--- THE DATA Enclosed Below ---

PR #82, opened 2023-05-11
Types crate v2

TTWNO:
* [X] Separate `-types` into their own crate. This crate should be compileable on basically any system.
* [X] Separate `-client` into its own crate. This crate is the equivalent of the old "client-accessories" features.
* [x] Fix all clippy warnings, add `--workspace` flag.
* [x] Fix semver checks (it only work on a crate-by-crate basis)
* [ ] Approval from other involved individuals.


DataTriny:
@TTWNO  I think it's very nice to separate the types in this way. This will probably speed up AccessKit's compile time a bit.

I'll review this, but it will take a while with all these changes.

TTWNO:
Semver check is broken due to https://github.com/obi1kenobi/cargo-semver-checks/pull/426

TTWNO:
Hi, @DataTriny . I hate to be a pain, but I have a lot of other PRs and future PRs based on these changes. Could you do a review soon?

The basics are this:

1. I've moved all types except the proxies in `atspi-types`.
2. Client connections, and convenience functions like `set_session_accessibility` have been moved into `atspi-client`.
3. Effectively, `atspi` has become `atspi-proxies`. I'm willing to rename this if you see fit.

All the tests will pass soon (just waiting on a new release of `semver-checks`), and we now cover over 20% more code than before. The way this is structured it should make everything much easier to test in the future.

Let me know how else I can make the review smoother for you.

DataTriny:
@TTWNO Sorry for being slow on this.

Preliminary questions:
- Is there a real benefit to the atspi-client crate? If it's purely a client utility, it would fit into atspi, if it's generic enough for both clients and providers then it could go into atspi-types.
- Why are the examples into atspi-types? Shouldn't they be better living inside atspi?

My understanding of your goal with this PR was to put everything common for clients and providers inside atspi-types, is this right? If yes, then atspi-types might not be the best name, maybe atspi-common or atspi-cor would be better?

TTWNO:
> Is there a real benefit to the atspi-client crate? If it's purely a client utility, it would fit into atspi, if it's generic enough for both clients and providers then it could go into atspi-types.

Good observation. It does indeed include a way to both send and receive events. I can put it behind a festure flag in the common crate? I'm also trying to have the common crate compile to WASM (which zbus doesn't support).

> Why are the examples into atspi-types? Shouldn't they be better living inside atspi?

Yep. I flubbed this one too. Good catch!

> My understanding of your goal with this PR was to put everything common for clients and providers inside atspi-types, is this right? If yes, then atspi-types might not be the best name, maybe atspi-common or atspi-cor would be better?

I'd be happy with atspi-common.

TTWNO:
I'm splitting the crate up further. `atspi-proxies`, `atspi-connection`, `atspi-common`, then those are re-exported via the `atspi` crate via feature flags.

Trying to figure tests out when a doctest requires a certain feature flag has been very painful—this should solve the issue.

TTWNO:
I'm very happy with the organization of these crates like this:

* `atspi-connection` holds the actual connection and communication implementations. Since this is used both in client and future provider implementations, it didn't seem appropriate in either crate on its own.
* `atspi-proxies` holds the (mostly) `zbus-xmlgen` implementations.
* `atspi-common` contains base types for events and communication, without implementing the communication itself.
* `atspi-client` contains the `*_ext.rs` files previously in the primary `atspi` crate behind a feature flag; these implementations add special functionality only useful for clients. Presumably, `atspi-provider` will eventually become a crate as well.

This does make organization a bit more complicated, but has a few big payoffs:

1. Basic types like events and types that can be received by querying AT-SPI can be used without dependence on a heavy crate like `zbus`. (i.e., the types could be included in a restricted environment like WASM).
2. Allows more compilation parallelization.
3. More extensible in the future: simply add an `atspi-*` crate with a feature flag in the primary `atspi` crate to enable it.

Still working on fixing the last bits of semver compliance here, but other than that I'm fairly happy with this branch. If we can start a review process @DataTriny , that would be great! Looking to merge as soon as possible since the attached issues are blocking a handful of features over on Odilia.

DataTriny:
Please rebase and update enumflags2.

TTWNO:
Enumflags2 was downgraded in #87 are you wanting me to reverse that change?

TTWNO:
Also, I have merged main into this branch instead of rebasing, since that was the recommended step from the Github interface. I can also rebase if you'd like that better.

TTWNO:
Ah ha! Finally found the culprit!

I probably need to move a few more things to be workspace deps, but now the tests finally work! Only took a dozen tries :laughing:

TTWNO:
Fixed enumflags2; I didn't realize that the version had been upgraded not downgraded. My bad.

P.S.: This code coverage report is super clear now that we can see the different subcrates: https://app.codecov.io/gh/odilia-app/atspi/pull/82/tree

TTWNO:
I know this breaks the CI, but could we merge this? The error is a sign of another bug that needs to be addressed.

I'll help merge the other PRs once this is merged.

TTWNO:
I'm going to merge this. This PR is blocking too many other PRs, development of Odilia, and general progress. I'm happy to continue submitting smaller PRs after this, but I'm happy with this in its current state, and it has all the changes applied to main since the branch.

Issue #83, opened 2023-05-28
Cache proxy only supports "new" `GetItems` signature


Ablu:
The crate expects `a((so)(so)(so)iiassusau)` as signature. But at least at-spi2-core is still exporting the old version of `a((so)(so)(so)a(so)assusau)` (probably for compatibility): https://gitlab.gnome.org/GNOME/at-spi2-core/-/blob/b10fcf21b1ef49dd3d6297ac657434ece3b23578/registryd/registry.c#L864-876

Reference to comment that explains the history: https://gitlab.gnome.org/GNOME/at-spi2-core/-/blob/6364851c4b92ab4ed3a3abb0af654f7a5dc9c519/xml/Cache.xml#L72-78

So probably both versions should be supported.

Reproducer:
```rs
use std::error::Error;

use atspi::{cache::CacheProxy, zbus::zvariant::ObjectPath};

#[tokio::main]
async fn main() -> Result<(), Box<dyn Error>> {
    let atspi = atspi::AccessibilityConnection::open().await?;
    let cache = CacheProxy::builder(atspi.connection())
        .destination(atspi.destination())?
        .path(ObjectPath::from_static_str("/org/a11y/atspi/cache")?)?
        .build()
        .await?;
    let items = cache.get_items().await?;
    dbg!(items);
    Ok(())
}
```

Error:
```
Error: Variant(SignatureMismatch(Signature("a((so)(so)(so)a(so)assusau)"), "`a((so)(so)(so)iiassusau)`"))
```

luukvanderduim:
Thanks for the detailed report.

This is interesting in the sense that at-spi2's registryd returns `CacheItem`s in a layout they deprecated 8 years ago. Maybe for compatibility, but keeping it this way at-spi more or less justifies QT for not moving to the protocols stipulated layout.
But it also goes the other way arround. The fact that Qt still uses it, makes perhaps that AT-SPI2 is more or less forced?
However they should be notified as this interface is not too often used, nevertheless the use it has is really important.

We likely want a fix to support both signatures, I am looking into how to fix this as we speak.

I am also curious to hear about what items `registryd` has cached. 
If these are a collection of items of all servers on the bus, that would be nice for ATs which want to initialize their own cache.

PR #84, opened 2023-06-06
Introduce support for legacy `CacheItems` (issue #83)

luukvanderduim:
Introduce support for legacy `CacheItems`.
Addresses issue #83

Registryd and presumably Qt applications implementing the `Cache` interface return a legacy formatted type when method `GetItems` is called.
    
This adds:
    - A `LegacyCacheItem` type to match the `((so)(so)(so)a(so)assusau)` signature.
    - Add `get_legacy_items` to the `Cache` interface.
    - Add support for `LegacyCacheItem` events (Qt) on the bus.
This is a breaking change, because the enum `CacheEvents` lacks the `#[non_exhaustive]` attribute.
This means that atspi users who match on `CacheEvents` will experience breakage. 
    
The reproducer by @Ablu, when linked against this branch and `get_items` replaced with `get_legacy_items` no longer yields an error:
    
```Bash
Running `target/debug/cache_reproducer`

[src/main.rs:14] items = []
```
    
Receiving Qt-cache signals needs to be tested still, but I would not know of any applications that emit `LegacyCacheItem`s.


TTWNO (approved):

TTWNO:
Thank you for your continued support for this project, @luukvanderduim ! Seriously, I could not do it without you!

--- End of Enclosed THE DATA ---
--- THE DATA Enclosed Below ---

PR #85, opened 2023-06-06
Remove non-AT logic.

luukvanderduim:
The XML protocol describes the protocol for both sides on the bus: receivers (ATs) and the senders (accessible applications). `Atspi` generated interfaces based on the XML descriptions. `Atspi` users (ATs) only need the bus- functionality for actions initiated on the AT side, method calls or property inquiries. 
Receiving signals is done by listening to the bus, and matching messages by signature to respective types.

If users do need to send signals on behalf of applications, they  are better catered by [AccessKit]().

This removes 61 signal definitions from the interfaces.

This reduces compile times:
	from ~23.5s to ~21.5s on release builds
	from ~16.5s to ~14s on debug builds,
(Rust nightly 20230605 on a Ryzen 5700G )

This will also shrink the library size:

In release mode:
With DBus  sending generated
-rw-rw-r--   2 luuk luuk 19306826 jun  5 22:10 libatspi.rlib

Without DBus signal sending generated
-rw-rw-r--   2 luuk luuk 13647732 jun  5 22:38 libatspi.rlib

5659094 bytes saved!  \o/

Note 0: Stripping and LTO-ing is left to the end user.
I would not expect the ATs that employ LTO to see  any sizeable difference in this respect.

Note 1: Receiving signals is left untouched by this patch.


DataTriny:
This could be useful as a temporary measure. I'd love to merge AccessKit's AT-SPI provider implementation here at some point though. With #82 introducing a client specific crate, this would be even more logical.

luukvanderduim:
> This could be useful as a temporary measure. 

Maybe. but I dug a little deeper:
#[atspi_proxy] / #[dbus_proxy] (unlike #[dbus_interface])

--- End of Enclosed THE DATA ---

* **EXERCISE PROMPT**:
All of the lines above that carry the string "opened" need to be found and copied.

* **EXPECTED ANSWER**:
PR #82, opened 2023-05-11
Issue #83, opened 2023-05-28
PR #84, opened 2023-06-06
PR #85, opened 2023-06-06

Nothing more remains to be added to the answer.